### Information shown
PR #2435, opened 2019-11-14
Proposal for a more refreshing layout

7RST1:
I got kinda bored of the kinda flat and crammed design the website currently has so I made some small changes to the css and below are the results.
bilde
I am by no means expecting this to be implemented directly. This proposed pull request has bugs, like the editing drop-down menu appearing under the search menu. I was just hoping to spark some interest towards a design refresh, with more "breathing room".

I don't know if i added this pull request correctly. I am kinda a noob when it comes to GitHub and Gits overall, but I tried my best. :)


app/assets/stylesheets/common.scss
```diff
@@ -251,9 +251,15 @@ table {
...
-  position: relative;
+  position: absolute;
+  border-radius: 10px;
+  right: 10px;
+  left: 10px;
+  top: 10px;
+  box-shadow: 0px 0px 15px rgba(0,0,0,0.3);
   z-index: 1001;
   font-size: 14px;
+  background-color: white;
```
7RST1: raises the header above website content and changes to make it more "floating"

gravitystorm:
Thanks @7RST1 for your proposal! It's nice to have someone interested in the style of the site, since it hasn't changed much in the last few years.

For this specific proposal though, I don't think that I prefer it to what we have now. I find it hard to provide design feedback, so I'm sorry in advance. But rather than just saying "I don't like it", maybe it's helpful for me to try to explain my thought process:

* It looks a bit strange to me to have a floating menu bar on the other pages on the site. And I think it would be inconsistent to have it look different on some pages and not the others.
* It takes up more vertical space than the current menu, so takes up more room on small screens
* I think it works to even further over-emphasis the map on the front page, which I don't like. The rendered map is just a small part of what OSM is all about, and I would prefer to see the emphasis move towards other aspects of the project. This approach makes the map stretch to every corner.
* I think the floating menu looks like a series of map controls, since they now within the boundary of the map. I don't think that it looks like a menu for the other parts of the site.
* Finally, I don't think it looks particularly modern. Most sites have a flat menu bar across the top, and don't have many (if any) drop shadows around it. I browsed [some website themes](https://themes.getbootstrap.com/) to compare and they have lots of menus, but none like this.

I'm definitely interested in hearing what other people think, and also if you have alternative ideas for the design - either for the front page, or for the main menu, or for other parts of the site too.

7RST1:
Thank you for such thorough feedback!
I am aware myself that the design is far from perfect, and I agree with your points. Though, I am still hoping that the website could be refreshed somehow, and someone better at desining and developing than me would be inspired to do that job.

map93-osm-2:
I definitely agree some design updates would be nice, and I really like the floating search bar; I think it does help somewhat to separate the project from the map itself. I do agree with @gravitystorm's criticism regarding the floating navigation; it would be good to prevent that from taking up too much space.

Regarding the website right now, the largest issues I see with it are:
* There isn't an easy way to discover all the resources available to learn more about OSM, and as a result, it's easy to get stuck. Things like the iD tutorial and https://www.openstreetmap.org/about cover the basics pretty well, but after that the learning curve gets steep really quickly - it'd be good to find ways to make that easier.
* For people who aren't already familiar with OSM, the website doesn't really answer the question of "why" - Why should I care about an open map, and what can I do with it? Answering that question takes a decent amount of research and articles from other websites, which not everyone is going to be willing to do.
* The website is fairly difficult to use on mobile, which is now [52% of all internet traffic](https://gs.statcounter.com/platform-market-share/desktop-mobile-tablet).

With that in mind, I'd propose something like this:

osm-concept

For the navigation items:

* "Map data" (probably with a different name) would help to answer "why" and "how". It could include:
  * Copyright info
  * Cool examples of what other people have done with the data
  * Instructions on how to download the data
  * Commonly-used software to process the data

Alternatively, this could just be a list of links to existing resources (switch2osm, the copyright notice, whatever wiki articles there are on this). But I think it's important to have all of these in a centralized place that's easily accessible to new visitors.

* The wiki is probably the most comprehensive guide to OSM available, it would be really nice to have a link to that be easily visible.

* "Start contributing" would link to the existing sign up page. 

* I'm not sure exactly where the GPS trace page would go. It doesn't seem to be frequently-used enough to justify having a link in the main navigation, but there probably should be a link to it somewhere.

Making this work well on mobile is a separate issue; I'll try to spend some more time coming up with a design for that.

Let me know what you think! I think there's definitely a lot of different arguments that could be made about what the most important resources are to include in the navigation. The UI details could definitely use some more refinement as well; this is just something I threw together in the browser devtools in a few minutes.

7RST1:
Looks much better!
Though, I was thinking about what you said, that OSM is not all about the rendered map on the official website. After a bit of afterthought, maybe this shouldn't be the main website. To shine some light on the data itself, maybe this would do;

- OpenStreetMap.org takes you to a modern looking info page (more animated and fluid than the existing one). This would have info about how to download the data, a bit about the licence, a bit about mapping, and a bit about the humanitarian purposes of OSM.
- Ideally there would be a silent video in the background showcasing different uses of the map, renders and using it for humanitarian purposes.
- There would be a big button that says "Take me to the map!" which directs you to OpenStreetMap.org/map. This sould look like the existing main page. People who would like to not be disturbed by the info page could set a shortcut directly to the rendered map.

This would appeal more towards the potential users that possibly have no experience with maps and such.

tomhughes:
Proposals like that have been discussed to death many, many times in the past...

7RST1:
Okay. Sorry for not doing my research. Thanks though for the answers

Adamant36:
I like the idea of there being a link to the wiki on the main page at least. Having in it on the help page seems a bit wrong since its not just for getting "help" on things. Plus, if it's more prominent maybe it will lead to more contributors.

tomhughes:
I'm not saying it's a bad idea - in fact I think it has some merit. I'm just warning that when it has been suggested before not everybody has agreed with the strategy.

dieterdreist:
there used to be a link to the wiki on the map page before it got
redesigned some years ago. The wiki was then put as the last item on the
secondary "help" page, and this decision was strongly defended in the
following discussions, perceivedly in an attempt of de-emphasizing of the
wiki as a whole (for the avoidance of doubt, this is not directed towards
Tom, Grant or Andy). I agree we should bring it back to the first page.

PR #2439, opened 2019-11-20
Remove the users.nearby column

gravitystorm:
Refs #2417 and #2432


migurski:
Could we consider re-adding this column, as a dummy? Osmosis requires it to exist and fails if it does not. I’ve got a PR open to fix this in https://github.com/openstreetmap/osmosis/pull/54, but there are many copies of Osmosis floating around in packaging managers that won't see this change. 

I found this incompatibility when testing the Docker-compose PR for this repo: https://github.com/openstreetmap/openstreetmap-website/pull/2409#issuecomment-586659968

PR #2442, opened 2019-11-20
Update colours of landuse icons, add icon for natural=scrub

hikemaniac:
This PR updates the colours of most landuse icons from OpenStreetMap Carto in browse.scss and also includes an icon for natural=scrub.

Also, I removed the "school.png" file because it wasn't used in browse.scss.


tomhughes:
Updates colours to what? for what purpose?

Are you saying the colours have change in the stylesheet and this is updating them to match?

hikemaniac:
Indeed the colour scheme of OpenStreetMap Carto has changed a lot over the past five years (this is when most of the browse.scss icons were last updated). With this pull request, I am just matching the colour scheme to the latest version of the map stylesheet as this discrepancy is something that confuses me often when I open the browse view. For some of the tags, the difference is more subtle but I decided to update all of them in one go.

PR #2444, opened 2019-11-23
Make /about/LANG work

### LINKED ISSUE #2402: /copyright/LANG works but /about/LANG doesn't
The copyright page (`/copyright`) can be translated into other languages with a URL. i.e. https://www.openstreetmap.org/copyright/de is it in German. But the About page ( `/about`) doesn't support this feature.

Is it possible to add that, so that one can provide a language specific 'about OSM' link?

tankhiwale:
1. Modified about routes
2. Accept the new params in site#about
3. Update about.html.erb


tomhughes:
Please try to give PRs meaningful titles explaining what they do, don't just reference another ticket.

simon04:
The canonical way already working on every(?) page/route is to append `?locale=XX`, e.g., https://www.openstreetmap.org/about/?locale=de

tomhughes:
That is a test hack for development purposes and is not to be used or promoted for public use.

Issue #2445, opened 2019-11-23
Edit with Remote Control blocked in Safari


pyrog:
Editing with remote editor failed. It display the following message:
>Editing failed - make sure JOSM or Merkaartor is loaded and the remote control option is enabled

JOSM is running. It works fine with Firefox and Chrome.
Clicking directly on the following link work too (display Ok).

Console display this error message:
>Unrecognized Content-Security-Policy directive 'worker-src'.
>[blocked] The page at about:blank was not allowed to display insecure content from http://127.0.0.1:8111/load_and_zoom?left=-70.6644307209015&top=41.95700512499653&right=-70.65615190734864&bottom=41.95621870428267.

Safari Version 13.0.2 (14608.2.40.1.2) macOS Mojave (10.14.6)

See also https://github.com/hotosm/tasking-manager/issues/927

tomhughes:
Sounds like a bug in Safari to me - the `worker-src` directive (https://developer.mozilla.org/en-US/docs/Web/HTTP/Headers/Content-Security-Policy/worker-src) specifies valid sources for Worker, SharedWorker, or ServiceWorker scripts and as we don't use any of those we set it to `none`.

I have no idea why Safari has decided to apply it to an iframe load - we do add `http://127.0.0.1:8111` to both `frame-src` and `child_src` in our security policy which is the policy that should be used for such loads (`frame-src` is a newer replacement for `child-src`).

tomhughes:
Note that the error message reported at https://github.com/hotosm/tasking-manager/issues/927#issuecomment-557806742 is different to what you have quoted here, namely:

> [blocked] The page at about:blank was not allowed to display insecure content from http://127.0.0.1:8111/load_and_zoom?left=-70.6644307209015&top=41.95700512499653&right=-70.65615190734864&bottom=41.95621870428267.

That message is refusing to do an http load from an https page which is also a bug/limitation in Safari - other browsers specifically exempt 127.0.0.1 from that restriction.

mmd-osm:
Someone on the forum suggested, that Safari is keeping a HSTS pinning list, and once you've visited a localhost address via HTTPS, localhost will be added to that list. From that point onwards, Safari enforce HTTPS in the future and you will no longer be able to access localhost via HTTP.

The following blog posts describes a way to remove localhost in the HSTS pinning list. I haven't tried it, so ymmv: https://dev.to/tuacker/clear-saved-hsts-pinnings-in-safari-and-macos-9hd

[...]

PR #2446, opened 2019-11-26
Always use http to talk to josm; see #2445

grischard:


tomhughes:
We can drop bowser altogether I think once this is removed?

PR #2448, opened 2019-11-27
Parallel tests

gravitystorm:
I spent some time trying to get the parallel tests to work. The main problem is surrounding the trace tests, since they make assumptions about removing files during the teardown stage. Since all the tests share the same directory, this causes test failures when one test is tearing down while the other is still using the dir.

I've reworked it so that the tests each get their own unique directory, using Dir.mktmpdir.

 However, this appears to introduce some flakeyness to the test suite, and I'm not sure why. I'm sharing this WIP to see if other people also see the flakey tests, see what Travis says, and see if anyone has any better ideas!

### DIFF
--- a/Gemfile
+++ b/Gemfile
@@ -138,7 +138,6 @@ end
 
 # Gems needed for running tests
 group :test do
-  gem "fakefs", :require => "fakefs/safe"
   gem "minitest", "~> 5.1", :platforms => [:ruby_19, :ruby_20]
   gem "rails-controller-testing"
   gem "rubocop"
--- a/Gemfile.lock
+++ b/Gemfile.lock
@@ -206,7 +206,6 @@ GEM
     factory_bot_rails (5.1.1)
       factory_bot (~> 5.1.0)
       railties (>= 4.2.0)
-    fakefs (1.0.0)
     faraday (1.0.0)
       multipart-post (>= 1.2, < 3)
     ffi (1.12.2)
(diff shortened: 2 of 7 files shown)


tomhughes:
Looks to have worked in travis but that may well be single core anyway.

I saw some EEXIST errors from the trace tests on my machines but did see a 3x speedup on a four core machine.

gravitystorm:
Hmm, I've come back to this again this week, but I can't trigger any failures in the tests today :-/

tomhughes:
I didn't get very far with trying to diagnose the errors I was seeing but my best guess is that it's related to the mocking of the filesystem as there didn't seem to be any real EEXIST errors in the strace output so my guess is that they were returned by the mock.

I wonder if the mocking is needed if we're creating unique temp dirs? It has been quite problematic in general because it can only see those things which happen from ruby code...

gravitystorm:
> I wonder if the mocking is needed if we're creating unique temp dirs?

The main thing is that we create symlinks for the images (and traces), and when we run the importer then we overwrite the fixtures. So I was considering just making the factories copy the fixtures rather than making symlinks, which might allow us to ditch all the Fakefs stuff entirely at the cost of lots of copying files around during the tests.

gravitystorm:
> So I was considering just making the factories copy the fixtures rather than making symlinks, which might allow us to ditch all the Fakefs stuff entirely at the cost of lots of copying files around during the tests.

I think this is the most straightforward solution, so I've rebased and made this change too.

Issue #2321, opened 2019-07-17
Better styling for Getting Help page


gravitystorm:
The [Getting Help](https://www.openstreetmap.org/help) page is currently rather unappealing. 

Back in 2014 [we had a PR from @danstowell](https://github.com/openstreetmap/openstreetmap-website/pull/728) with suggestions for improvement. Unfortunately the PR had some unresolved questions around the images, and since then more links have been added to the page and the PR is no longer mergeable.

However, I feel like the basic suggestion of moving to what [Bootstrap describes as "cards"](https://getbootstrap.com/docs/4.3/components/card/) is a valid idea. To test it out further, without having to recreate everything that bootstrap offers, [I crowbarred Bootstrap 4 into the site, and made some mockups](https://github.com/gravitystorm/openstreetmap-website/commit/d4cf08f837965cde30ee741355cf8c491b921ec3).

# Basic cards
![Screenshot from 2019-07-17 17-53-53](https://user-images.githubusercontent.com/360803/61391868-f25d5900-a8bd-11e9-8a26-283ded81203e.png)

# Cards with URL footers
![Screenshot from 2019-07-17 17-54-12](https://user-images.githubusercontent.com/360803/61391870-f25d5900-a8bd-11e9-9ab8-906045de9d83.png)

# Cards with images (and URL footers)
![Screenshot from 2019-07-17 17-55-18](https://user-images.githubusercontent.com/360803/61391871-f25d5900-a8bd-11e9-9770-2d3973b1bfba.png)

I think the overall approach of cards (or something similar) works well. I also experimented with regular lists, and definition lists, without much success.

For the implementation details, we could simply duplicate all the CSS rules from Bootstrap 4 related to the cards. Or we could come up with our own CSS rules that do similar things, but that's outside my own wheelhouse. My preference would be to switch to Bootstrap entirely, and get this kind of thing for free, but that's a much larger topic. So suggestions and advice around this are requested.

### What the exercise asks
Only the lines that contain the string "colours" should be copied from the entries above.

### Exercise result
Update colours of landuse icons, add icon for natural=scrub
This PR updates the colours of most landuse icons from OpenStreetMap Carto in browse.scss and also includes an icon for natural=scrub.
Updates colours to what? for what purpose?
Are you saying the colours have change in the stylesheet and this is updating them to match?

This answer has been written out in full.